PR #632, opened 2026-09-15
cf_4d Friedel pair indexing notebook

jadball:
Finally adding the Friedel pair indexing notebook (similar to that I used for the Ni superalloy paper). This is a new route for indexing that you could pick instead of `tomo_1_index`. It has support for automatic sigma 3 twin generation too, if you want.

This often performs very well for annealing twins, see this 316 stainless example:

image


jadball:
@jonwright happy to merge?

jonwright:
Maybe a future this: @jbjacob94 : can we merge some of the python functions in here into friedel_pairs.py?

jonwright:
And I am realising sonnet is quite far behind the frontier. We need to get some better testing set up...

- _DESCRIPTION OF THE TASK_
All of the data above should be set down again exactly.

- _EXERCISE SOLUTION_
PR #632, opened 2026-09-15
cf_4d Friedel pair indexing notebook

jadball:
Finally adding the Friedel pair indexing notebook (similar to that I used for the Ni superalloy paper). This is a new route for indexing that you could pick instead of `tomo_1_index`. It has support for automatic sigma 3 twin generation too, if you want.

This often performs very well for annealing twins, see this 316 stainless example:

image


jadball:
@jonwright happy to merge?

jonwright:
Maybe a future this: @jbjacob94 : can we merge some of the python functions in here into friedel_pairs.py?

jonwright:
And I am realising sonnet is quite far behind the frontier. We need to get some better testing set up...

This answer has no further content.